[DATA PROVIDED]

PR #482, opened 2022-11-14
Fix #478 (pragma-before-semicolon)

### LINKED ISSUE #478: #Pragmas in statements raise error
Pycparser raises a parser error when trying to parse statements that contain `#pragma`.  
A typical example comes from Apple's `iPhoneOS.sdk/usr/include/sys/event.h:371` (SDK 13).  

The relevant `sys/event.h:371` source code is:
```c
struct knote;
SLIST_HEAD(klist, knote);
```
Once pre-processed, the `SLIST_HEAD` macro expands to:

```c
struct knote;
#pragma clang diagnostic push
#pragma clang diagnostic ignored "-Wnullability-completeness"
 struct klist { struct knote *slh_first; }
#pragma clang diagnostic pop
 ;
```

Note the `#pragma` that comes _before_ the end-of-statement `;`.

When parsing, pycparser raises the following error:
```
pycparser.plyparser.ParseError: Platforms/iphoneOS.platform/Developer/SDKs/iPhoneOS.sdk/usr/include/sys/event.h:371:2: before: pragma
```

ldore:
This makes code written as
```c
a += 1
#pragma foo
;
```
to be parsed as
```c
a += 1
;
#pragma foo
```

Handling `#pragma` (and especially corner-cases) with minimal impact is tricky.  
This focuses _only_ on the `#pragma`-before-`;` case, by generating the `#pragma` pseudo-statement _after_ the real statement.

`p_pragmacomp_or_statement` covers the most common use-cases.  
For `p_statement`'s possible sub-rules:
- `p_labeled_statement`: Already handles `#pragma` before `;` through the `pragmacomp_or_statement` rule.
- `p_expression_statement`: Added sub-rule.
- `p_compound_statement`: Not relevant.
- `p_selection_statement`: Already handles `#pragma` before `;` through the `pragmacomp_or_statement` rule.
- `p_iteration_statement`: Several sub-rules already handle `#pragma` through the `pragmacomp_or_statement` rule which is already fixed by #479.
   Tweaks added to `p_continue`, `p_break`, `p_return`.
- `p_jump_statement`: Modified in a similar way as `p_expression_statement`
- `pppragma_directive`: Not relevant
- `static_assert`: Not relevant

Notes:
- I'm not sure if the modified rules should be written as an additional line, or with an `_opt` suffix.  
  E.g. Would you recommend writing:
  ```python
    def p_jump_statement_2(self, p):
        """ jump_statement  : BREAK SEMI 
                            | BREAK pppragma_directive_list SEMI
        """
  ```
  or rather change to something like:
  ```python
    def p_jump_statement_2(self, p):
        """ jump_statement  : BREAK pppragma_directive_list_opt SEMI """
  ```
  Does one style have an impact on parsing (performance, readability...) ?

- Similarly, for rules that rely on `len(p)`, would you recommend writing rules as:
  ```python
    def p_jump_statement_5(self, p):
        """ jump_statement  : RETURN expression pppragma_directive_list SEMI
                            | RETURN pppragma_directive_list SEMI
        """
        p[0] = [c_ast.Return(p[2] if len(p) == 5 else None, self._token_coord(p, 1))] + p[3 if len(p) == 5 else 2]
  ```
  or split the rule to _not_ rely on `len(p)` as :
  ```python
    def p_jump_statement_5(self, p):
        """ jump_statement  : RETURN expression pppragma_directive_list SEMI
        """
        p[0] = [c_ast.Return(p[2], self._token_coord(p, 1))] + p[3]

    def p_jump_statement_6(self, p):
        """ jump_statement  : RETURN pppragma_directive_list SEMI
        """
        p[0] = [c_ast.Return(None, self._token_coord(p, 1))] + p[2]
  ```

### DIFF
--- a/pycparser/c_parser.py
+++ b/pycparser/c_parser.py
@@ -480,6 +480,13 @@ class CParser(PLYParser):
         else:
             return c_ast.Union
 
+    def _to_list(self, p):
+        """ Normalize the input to a list: if given a list, return as-is, 
+            else return single-element list.
+        """
+        return p if isinstance(p, list) else [p]
+
+
     ##
     ## Precedence and associativity of operators
     ##
@@ -682,10 +689,10 @@ class CParser(PLYParser):
         """
         if len(p) == 3:
             p[0] = c_ast.Compound(
-                block_items=p[1]+[p[2]],
+                block_items=p[1] + self._to_list(p[2]),
                 coord=self._token_coord(p, 1))
         else:
-            p[0] = p[1]
+            p[0] = c_ast.Compound(block_items=p[1], coord=self._token_coord(p, 1)) if isinstance(p[1], list) else p[1]
 
     # In C, declarations can come several in a line:
     #   int x, *px, romulo = 5;
@@ -759,8 +766,9 @@ class CParser(PLYParser):
     # line is reached.
     def p_declaration(self, p):
         """ declaration : decl_body SEMI
+                        | decl_body pppragma_directive_list SEMI
         """
-        p[0] = p[1]
+        p[0] = p[1] if len(p) == 3 else self._to_list(p[1]) + p[2]
 
     # Since each declaration is a list of declarations, this
     # rule will combine all the declarations and return a single
@@ -1529,7 +1537,7 @@ class CParser(PLYParser):
         """ block_item  : declaration
                         | statement
         """
-        p[0] = p[1] if isinstance(p[1], list) else [p[1]]
+        p[0] = self._to_list(p[1])
 
     # Since we made block_item a list, this just combines lists
     #
@@ -1563,7 +1571,7 @@ class CParser(PLYParser):
         p[0] = c_ast.If(p[3], p[5], None, self._token_coord(p, 1))
 
     def p_selection_statement_2(self, p):
-        """ selection_statement : IF LPAREN expression RPAREN statement ELSE pragmacomp_or_statement """
+        """ selection_statement : IF LPAREN expression RPAREN pragmacomp_or_statement ELSE pragmacomp_or_statement """
         p[0] = c_ast.If(p[3], p[5], p[7], self._token_coord(p, 1))
 
     def p_selection_statement_3(self, p):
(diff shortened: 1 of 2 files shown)


pycparser/c_parser.py
```diff
@@ -480,6 +480,13 @@ def _select_struct_union_class(self, token):
         else:
             return c_ast.Union
 
+    def _to_list(self, p):
+        """ Normalize the input to a list: if given a list, return as-is,
```
eliben, line 484: I'd rather have this refactoring in a separate PR that can come earlier. It obscures the actual changes in this PR

eliben (commented):
It's not clear to me what's the canonical way to do this

Is this defined in the standard? How do other compilers handle this case?

ldore:
About
> It's not clear to me what's the canonical way to do this
> Is this defined in the standard?

No. This is a workaround.  
Proper handling of `#pragma` would preserve `#pragma` _before_ the `;` token.

> How do other compilers handle this case?

`#pragma` are preprocessor directives, and don't seem to appear in `gcc`/`clang` compiler ASTs.  
Source rewriters _may_ work on an AST (but I couldn't find one in `astyle` and `clang-format`).

I checked on a simple main function containing a few `#pragma`:
```c
int main(int argc, const char * argv[]) {
  #pragma clang diagnostics push
  #pragma clang diagnostic ignored "-Wunused-variable"
  return 0;
  #pragma clang diagnostics pop
}
```
(Negative) results:
- llvm/clang does not show `#pragma` in its AST dump (ran: `clang -cc1 -ast-dump test.c`)
- llvm/clang does not mention `#pragma` in its bitcode conversion either (ran: `clang -S -emit-llvm test.c`)  
  llvm documentation mentions implementing [`PragmaHandler`](https://clang.llvm.org/doxygen/classclang_1_1PragmaHandler.html)s but that's for the preprocessor.
- GCC does not have the `pragma` string anywhere in its dump files (ran: `gcc -c -fdump-tree-all-graph test.c`)
- antlr only creates a parse tree. It's up to the user to define the AST, and I couldn't find an example project with one.

eliben:
Thanks for trying other compilers/tools.

What worries me about this direction is that it's a hole with no bottom. Theoretically, just like comments, pragmas can appear *anywhere*. E.g. your example:

```
a += 1
#pragma foo
;
```

But this could also be:

`
a +=
#pragma foo
1;
`

And so on. So it means that we should be able to accommodate for pragmas basically at every token in the parser. With the current structure of pycparser (using a Yacc-like grammar with PLY) this is an enormous increase in complexity for an odd corner case. This is why pycparser generally only handles preprocessed code and doesn't deal with comments etc. I started supporting basic pragmas for some more common scenarios, but I'm not sure we should continue down this road.

eliben:
Closing this PR due to inactivity for now. Feel free to reopen if you have time to pick it back up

[/DATA PROVIDED]

• EXERCISE DETAILS
The full material has to be written out again exactly as shown.

• WORKED SOLUTION
PR #482, opened 2022-11-14
Fix #478 (pragma-before-semicolon)

### LINKED ISSUE #478: #Pragmas in statements raise error
Pycparser raises a parser error when trying to parse statements that contain `#pragma`.  
A typical example comes from Apple's `iPhoneOS.sdk/usr/include/sys/event.h:371` (SDK 13).  

The relevant `sys/event.h:371` source code is:
```c
struct knote;
SLIST_HEAD(klist, knote);
```
Once pre-processed, the `SLIST_HEAD` macro expands to:

```c
struct knote;
#pragma clang diagnostic push
#pragma clang diagnostic ignored "-Wnullability-completeness"
 struct klist { struct knote *slh_first; }
#pragma clang diagnostic pop
 ;
```

Note the `#pragma` that comes _before_ the end-of-statement `;`.

When parsing, pycparser raises the following error:
```
pycparser.plyparser.ParseError: Platforms/iphoneOS.platform/Developer/SDKs/iPhoneOS.sdk/usr/include/sys/event.h:371:2: before: pragma
```

ldore:
This makes code written as
```c
a += 1
#pragma foo
;
```
to be parsed as
```c
a += 1
;
#pragma foo
```

Handling `#pragma` (and especially corner-cases) with minimal impact is tricky.  
This focuses _only_ on the `#pragma`-before-`;` case, by generating the `#pragma` pseudo-statement _after_ the real statement.

`p_pragmacomp_or_statement` covers the most common use-cases.  
For `p_statement`'s possible sub-rules:
- `p_labeled_statement`: Already handles `#pragma` before `;` through the `pragmacomp_or_statement` rule.
- `p_expression_statement`: Added sub-rule.
- `p_compound_statement`: Not relevant.
- `p_selection_statement`: Already handles `#pragma` before `;` through the `pragmacomp_or_statement` rule.
- `p_iteration_statement`: Several sub-rules already handle `#pragma` through the `pragmacomp_or_statement` rule which is already fixed by #479.
   Tweaks added to `p_continue`, `p_break`, `p_return`.
- `p_jump_statement`: Modified in a similar way as `p_expression_statement`
- `pppragma_directive`: Not relevant
- `static_assert`: Not relevant

Notes:
- I'm not sure if the modified rules should be written as an additional line, or with an `_opt` suffix.  
  E.g. Would you recommend writing:
  ```python
    def p_jump_statement_2(self, p):
        """ jump_statement  : BREAK SEMI 
                            | BREAK pppragma_directive_list SEMI
        """
  ```
  or rather change to something like:
  ```python
    def p_jump_statement_2(self, p):
        """ jump_statement  : BREAK pppragma_directive_list_opt SEMI """
  ```
  Does one style have an impact on parsing (performance, readability...) ?

- Similarly, for rules that rely on `len(p)`, would you recommend writing rules as:
  ```python
    def p_jump_statement_5(self, p):
        """ jump_statement  : RETURN expression pppragma_directive_list SEMI
                            | RETURN pppragma_directive_list SEMI
        """
        p[0] = [c_ast.Return(p[2] if len(p) == 5 else None, self._token_coord(p, 1))] + p[3 if len(p) == 5 else 2]
  ```
  or split the rule to _not_ rely on `len(p)` as :
  ```python
    def p_jump_statement_5(self, p):
        """ jump_statement  : RETURN expression pppragma_directive_list SEMI
        """
        p[0] = [c_ast.Return(p[2], self._token_coord(p, 1))] + p[3]

    def p_jump_statement_6(self, p):
        """ jump_statement  : RETURN pppragma_directive_list SEMI
        """
        p[0] = [c_ast.Return(None, self._token_coord(p, 1))] + p[2]
  ```

### DIFF
--- a/pycparser/c_parser.py
+++ b/pycparser/c_parser.py
@@ -480,6 +480,13 @@ class CParser(PLYParser):
         else:
             return c_ast.Union
 
+    def _to_list(self, p):
+        """ Normalize the input to a list: if given a list, return as-is, 
+            else return single-element list.
+        """
+        return p if isinstance(p, list) else [p]
+
+
     ##
     ## Precedence and associativity of operators
     ##
@@ -682,10 +689,10 @@ class CParser(PLYParser):
         """
         if len(p) == 3:
             p[0] = c_ast.Compound(
-                block_items=p[1]+[p[2]],
+                block_items=p[1] + self._to_list(p[2]),
                 coord=self._token_coord(p, 1))
         else:
-            p[0] = p[1]
+            p[0] = c_ast.Compound(block_items=p[1], coord=self._token_coord(p, 1)) if isinstance(p[1], list) else p[1]
 
     # In C, declarations can come several in a line:
     #   int x, *px, romulo = 5;
@@ -759,8 +766,9 @@ class CParser(PLYParser):
     # line is reached.
     def p_declaration(self, p):
         """ declaration : decl_body SEMI
+                        | decl_body pppragma_directive_list SEMI
         """
-        p[0] = p[1]
+        p[0] = p[1] if len(p) == 3 else self._to_list(p[1]) + p[2]
 
     # Since each declaration is a list of declarations, this
     # rule will combine all the declarations and return a single
@@ -1529,7 +1537,7 @@ class CParser(PLYParser):
         """ block_item  : declaration
                         | statement
         """
-        p[0] = p[1] if isinstance(p[1], list) else [p[1]]
+        p[0] = self._to_list(p[1])
 
     # Since we made block_item a list, this just combines lists
     #
@@ -1563,7 +1571,7 @@ class CParser(PLYParser):
         p[0] = c_ast.If(p[3], p[5], None, self._token_coord(p, 1))
 
     def p_selection_statement_2(self, p):
-        """ selection_statement : IF LPAREN expression RPAREN statement ELSE pragmacomp_or_statement """
+        """ selection_statement : IF LPAREN expression RPAREN pragmacomp_or_statement ELSE pragmacomp_or_statement """
         p[0] = c_ast.If(p[3], p[5], p[7], self._token_coord(p, 1))
 
     def p_selection_statement_3(self, p):
(diff shortened: 1 of 2 files shown)


pycparser/c_parser.py
```diff
@@ -480,6 +480,13 @@ def _select_struct_union_class(self, token):
         else:
             return c_ast.Union
 
+    def _to_list(self, p):
+        """ Normalize the input to a list: if given a list, return as-is,
```
eliben, line 484: I'd rather have this refactoring in a separate PR that can come earlier. It obscures the actual changes in this PR

eliben (commented):
It's not clear to me what's the canonical way to do this

Is this defined in the standard? How do other compilers handle this case?

ldore:
About
> It's not clear to me what's the canonical way to do this
> Is this defined in the standard?

No. This is a workaround.  
Proper handling of `#pragma` would preserve `#pragma` _before_ the `;` token.

> How do other compilers handle this case?

`#pragma` are preprocessor directives, and don't seem to appear in `gcc`/`clang` compiler ASTs.  
Source rewriters _may_ work on an AST (but I couldn't find one in `astyle` and `clang-format`).

I checked on a simple main function containing a few `#pragma`:
```c
int main(int argc, const char * argv[]) {
  #pragma clang diagnostics push
  #pragma clang diagnostic ignored "-Wunused-variable"
  return 0;
  #pragma clang diagnostics pop
}
```
(Negative) results:
- llvm/clang does not show `#pragma` in its AST dump (ran: `clang -cc1 -ast-dump test.c`)
- llvm/clang does not mention `#pragma` in its bitcode conversion either (ran: `clang -S -emit-llvm test.c`)  
  llvm documentation mentions implementing [`PragmaHandler`](https://clang.llvm.org/doxygen/classclang_1_1PragmaHandler.html)s but that's for the preprocessor.
- GCC does not have the `pragma` string anywhere in its dump files (ran: `gcc -c -fdump-tree-all-graph test.c`)
- antlr only creates a parse tree. It's up to the user to define the AST, and I couldn't find an example project with one.

eliben:
Thanks for trying other compilers/tools.

What worries me about this direction is that it's a hole with no bottom. Theoretically, just like comments, pragmas can appear *anywhere*. E.g. your example:

```
a += 1
#pragma foo
;
```

But this could also be:

`
a +=
#pragma foo
1;
`

And so on. So it means that we should be able to accommodate for pragmas basically at every token in the parser. With the current structure of pycparser (using a Yacc-like grammar with PLY) this is an enormous increase in complexity for an odd corner case. This is why pycparser generally only handles preprocessed code and doesn't deal with comments etc. I started supporting basic pragmas for some more common scenarios, but I'm not sure we should continue down this road.

eliben:
Closing this PR due to inactivity for now. Feel free to reopen if you have time to pick it back up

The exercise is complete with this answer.